The startup sequence is a 19-step initialization in app_main(). Critical step failures log errors but continue execution (graceful degradation) rather than crashing. TF card hot-plug detection polls every 10 seconds, and loop storage deletes the oldest recordings when free space drops below 20%. A watchdog timer is set to 30 seconds — if it truly hangs, a panic restart occurs.
The Web management interface has 4 pages: dashboard for status, configuration page for parameters, file manager for browsing/downloading/deleting recordings, and preview page for real-time streaming. All configuration is persisted via NVS, with optional TF card config file override (for batch deployment).
Closing Thoughts
Looking back, the hardest part wasn’t writing feature code — it was debugging those “the code looks fine but it doesn’t work” bugs. Low WiFi transmit power is a hardware issue, TF card SPI high-speed mode instability is a protocol compatibility issue, AVI header offset errors are a binary file format issue — none of these could be found by reading code. They all required running on actual hardware, using logs and tools to investigate step by step.

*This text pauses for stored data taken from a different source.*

PR #901, opened 2016-08-13
Setup correctly MSBuildExtensionsPath on macOS

mfilippov:
Setup correctly MSBuildExtensionsPath on macOS  when read toolsets from xbuild directory.

### DIFF
--- a/src/XMakeBuildEngine/Definition/ToolsetReader.cs
+++ b/src/XMakeBuildEngine/Definition/ToolsetReader.cs
@@ -216,18 +216,49 @@ namespace Microsoft.Build.Evaluation
                                 // Create standard properties. On Mono they are well known
                                 var buildProperties =
                                     CreateStandardProperties(globalProperties, version, xbuildToolsetsDir, binPath);
-
-                                toolsets.Add(
-                                    version,
-                                    new Toolset(
+                                if (NativeMethodsShared.IsOSX)
+                                {
+                                    toolsets.Add(
                                         version,
-                                        binPath,
-                                        buildProperties,
-                                        environmentProperties,
-                                        globalProperties,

A few lessons I found particularly valuable:
- Manually constructing AVI/RIFF file formats is painful. Every field’s offset must be precisely calculated. After writing, use a hex editor to verify against the specification byte by byte — don’t wait for the media player to complain.

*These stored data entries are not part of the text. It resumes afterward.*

PR #903, opened 2016-08-15
Bump up System.Collections.Immutable

cdmihai:
We had added a dependency to System.Collections.Immutable which got overwritten by the VS build, thus breaking MSBuild. This PR bumps up collections.immutable and csc.


AndyGerlicher:
LGTM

- SPI mode TF card speed is limited. Don’t assume 40MHz will work; 20MHz stability is more important than anything else.
- XIAO ESP32-S3 WiFi power must be set manually. Otherwise, some routers simply won’t connect. Seeed’s official docs mention this, but it’s easy to overlook.
- VLC’s
-vvv --file-loggingis a lifesaver for debugging video files. You can see the actual parsed values of every field — much faster than guessing.
The project is open source on GitHub: Mi-Bee-Studio/seeed-esp32s3-cam. Firmware can be downloaded from Releases and flashed directly without compiling from source.